Exercise goal >> The number needed is how many lines in these entries contain "HasManyOrHasOneDependent"; give it alone.

Data listing START

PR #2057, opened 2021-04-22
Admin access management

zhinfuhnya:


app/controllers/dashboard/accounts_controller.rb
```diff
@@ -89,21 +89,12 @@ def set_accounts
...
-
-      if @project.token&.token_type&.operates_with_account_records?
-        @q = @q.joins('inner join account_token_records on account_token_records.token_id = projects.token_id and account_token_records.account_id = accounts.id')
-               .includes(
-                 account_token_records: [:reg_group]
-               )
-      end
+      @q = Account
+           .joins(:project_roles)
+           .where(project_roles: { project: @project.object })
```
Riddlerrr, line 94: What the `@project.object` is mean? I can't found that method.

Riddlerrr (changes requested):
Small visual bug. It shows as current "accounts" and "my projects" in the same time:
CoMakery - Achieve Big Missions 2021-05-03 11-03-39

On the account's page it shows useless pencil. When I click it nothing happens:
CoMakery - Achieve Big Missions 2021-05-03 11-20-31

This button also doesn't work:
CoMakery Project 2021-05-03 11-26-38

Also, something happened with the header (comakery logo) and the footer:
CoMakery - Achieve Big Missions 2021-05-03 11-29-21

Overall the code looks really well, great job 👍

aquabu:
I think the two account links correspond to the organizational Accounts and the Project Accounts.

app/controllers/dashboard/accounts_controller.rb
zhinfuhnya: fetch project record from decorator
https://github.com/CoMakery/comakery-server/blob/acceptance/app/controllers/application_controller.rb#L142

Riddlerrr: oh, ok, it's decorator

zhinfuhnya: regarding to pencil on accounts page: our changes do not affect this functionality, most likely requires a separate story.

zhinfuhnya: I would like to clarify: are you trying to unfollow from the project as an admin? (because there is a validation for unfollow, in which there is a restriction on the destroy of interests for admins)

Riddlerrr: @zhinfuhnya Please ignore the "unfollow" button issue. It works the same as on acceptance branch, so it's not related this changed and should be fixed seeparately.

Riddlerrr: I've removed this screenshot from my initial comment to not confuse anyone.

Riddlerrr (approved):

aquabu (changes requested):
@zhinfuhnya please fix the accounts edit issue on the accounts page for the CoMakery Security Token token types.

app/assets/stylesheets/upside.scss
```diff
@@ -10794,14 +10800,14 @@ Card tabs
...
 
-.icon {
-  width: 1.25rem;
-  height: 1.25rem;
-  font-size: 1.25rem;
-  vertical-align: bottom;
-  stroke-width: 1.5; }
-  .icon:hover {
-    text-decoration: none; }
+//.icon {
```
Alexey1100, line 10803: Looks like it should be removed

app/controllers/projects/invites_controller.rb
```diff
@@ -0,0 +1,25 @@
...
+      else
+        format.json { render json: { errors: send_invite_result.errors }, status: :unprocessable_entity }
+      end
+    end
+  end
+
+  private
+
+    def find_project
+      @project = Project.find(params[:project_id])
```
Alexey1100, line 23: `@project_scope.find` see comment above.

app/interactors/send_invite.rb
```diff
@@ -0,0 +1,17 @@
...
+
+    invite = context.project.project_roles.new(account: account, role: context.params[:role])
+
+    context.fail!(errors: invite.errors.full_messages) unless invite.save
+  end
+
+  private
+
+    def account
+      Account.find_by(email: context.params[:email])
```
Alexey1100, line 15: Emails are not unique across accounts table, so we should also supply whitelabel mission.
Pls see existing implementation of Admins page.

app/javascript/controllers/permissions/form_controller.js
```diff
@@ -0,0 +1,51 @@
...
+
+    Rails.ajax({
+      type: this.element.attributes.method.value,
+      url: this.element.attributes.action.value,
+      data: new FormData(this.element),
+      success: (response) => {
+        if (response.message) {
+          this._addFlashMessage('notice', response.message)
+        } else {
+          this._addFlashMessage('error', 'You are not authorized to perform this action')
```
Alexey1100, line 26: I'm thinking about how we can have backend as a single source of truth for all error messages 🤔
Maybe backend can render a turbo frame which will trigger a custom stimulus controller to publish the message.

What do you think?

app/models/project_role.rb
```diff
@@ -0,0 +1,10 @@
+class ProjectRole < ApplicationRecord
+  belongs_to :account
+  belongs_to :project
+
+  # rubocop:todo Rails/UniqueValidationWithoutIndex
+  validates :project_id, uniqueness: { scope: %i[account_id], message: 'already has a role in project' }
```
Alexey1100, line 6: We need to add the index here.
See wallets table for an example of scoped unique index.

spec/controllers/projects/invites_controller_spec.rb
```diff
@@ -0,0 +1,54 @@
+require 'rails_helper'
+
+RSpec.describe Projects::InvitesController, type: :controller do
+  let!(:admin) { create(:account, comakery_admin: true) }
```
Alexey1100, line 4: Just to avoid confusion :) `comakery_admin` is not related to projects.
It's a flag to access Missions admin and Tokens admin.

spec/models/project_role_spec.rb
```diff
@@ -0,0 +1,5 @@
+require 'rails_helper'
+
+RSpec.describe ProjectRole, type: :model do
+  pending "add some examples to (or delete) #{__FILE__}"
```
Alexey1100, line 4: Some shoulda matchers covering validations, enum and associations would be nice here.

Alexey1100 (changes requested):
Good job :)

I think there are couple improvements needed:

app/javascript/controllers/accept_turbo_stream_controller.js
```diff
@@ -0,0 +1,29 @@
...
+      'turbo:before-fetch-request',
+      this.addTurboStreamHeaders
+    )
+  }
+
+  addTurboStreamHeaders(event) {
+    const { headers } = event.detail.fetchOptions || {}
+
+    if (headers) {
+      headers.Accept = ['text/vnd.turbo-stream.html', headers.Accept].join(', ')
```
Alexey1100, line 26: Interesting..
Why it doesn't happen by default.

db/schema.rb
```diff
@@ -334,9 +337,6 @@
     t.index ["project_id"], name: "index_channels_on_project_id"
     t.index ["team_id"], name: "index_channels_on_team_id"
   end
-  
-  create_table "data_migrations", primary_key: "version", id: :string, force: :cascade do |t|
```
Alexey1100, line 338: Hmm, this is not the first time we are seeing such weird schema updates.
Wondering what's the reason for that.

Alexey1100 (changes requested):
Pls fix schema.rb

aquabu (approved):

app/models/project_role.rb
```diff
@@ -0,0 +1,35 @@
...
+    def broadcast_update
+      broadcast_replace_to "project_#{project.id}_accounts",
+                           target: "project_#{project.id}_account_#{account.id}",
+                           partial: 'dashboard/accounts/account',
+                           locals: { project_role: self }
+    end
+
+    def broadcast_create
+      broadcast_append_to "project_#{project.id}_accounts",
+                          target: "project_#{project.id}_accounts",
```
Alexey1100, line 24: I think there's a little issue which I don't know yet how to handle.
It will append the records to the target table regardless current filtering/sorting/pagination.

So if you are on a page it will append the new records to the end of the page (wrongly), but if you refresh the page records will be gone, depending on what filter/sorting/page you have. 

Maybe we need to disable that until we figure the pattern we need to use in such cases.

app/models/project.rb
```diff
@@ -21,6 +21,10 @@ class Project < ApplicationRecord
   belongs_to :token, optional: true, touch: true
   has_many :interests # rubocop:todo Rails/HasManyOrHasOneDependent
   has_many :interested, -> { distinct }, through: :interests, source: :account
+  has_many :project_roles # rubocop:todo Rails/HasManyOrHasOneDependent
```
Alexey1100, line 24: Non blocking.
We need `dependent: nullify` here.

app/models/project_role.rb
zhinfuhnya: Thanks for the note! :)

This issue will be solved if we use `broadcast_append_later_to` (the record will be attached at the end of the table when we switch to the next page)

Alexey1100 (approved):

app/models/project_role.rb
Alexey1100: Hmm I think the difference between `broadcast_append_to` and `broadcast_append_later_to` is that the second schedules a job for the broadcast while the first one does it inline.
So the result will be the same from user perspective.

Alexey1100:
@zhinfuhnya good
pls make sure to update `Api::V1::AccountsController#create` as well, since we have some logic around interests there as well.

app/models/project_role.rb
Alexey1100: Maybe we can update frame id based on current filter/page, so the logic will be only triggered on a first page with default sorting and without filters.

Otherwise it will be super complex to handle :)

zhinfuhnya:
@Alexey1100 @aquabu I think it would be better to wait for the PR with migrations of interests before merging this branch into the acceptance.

Data listing END

Task solution >> 2